Work out how many lines below contain the word "which", then give that number alone.

----

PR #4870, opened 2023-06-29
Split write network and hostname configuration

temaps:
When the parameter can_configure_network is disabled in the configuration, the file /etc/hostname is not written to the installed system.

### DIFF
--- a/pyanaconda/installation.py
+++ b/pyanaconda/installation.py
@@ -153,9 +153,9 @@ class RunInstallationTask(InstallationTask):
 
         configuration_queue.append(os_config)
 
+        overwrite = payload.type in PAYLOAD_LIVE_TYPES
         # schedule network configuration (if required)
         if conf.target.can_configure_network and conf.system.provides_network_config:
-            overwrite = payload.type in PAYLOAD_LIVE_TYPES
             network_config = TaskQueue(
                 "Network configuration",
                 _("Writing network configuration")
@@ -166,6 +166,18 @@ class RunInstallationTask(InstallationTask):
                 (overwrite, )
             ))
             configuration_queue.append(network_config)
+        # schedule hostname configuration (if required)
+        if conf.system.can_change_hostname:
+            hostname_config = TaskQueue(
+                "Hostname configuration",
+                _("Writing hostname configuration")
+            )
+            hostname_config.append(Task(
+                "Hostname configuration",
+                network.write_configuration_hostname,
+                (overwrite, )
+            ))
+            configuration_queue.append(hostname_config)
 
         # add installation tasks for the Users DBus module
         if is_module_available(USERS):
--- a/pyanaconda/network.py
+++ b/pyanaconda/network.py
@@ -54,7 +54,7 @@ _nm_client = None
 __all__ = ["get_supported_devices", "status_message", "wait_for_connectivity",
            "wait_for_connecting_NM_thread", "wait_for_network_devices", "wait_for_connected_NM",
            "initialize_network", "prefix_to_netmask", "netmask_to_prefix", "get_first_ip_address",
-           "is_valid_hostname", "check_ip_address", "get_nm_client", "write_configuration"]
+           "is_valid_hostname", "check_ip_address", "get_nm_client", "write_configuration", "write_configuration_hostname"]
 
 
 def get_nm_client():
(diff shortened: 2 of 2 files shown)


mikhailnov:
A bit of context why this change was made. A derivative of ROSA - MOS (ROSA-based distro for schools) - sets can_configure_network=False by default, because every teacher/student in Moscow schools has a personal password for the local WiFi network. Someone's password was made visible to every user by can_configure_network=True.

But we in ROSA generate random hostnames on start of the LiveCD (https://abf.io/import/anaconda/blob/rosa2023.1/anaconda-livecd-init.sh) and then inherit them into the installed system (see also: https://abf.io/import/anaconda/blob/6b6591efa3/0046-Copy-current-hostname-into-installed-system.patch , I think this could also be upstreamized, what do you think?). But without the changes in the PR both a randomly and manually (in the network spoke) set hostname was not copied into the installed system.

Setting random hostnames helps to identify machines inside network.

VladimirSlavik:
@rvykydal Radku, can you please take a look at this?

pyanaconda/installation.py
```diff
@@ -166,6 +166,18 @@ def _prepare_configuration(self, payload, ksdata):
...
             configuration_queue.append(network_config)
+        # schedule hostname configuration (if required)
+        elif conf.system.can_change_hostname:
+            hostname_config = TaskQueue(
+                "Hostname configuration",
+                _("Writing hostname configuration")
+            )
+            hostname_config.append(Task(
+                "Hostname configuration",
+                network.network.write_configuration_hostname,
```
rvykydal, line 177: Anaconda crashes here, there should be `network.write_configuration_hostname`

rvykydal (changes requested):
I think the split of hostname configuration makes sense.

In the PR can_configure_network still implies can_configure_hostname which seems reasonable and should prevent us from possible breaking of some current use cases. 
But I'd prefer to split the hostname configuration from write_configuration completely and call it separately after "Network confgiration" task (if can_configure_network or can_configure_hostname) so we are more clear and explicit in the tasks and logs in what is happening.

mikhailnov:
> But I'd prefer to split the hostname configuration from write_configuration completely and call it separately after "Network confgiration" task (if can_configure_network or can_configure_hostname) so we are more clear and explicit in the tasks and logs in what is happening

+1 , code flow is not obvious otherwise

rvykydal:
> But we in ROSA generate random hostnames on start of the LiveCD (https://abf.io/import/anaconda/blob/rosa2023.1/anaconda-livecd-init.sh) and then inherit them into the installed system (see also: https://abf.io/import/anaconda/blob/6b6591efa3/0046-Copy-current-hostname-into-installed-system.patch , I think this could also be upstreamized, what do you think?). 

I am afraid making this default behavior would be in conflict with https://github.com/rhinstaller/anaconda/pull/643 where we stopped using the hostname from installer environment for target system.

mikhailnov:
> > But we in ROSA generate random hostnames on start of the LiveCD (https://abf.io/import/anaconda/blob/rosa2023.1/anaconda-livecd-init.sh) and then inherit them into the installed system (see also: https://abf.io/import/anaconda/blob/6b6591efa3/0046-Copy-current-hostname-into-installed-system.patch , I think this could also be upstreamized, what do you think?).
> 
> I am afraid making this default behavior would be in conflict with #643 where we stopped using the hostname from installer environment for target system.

----

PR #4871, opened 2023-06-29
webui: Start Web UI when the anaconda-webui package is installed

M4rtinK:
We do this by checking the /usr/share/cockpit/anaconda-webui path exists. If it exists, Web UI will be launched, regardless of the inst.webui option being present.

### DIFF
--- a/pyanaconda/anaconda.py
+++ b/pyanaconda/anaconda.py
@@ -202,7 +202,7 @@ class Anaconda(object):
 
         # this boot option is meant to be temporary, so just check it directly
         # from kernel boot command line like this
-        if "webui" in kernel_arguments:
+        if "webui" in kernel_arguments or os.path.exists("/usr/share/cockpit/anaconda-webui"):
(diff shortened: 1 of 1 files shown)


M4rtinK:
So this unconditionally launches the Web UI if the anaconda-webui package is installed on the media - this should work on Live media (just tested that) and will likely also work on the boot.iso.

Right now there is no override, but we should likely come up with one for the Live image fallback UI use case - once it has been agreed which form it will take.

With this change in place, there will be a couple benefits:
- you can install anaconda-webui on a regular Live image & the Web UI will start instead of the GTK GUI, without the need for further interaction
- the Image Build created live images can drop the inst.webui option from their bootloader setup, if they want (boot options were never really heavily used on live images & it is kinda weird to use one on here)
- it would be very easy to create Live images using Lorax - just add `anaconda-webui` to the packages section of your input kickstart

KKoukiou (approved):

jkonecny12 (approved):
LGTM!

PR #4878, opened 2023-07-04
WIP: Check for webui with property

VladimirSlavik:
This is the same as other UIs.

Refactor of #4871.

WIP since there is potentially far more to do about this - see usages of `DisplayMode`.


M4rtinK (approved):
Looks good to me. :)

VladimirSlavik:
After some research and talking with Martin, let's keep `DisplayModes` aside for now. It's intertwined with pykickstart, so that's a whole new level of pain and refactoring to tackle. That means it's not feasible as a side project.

----

### [Reply to the exercise]
2